4. A set of rolls for use in cold rolling of plain sheet material, each roll having an outer surface, rows of teeth being present on the outer surface of the rolls, each tooth having four flanks of involute form and a top, each flank facing in a direction between an axial direction and a circumferential direction, wherein the top of the teeth each have a corner radius of from about 0.2 to about 1.0 mm, and a radius at a peak of the tooth of from about 1.0 to about 2.5 mm, the rolls being spaced apart in use by a distance such that the teeth on one roll extend into gaps between the teeth on the other roll, whereby projections are formed on both surfaces of the sheet material during its passage between the rolls, the teeth being arranged in generally parallel helical rows.

5. A set of rolls according to claim 4, wherein each tooth has a bottom having corners that are radiused.

6. A sheet of sheet metal having projections on both of its surfaces, a corresponding depression being present on the surface opposite each projection, the sheet having been prepared by a method comprising the steps of passing a flat sheet of flexible sheet metal of relatively thin gauge between two rolls each having teeth, each tooth having four flanks and a top, the top having a peak and corners at the peak, each flank facing between an axial direction and a circumferential direction, the rolls being arranged so that the teeth of one roll extend into gaps between the teeth on the other, the top of the teeth being radiused at the peak and at the corners at the peak, the radius at the peak being from about 1.0 to about 2.5 mm and the radius at the corners at the peak being from about 0.2 to about 1.0 mm, the rolls being rotated at substantially the same speed about generally parallel axes to form rows of projections on both surfaces of the sheet metal passed therethrough, whereby the sheet is rigid without damage to the surfaces of the sheet metal.

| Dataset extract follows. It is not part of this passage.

PR #1675, opened 2026-05-14
fix: gate chat token params by model family

### LINKED ISSUE #361: OpenAI-compatible provider option missing; custom OpenAI endpoint is routed through Anthropic flow

drjaat:
Fixes #361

7. A method of making thin, flexible sheet metal rigid, the method comprising passing flexible sheet metal of relatively thin gauge between two rolls each having teeth, each tooth having four flanks and a top, the top having a peak and corners at the peak, each flank facing between an axial direction and a circumferential direction, wherein the teeth each have a radius selected to maximize the local stretching of the plain sheet material and to minimize the thinning of the material and to reduce damage to the surface of the material.

8. A method according to claim 7, wherein each tooth has a bottom having corners that are radiused.

9. A method according to claim 7, wherein the flexible sheet metal of relatively thin gauge is of a thickness from 0.05 to 2.5 mm.

10. A set of rolls for use in cold rolling of plain sheet material, each roll comprising an outer surface, the rolls having rows of teeth on the outer surface, each tooth having four flanks of involute form and a top, each flank facing in a direction between an axial direction and a circumferential direction, wherein the teeth each have a radius selected to maximize the local stretching of the plain sheet material and to minimize the thinning of the material and to reduce damage to a surface of the material.

11. A set of rolls according to claim 10, wherein each tooth has a bottom having corners that are radiused.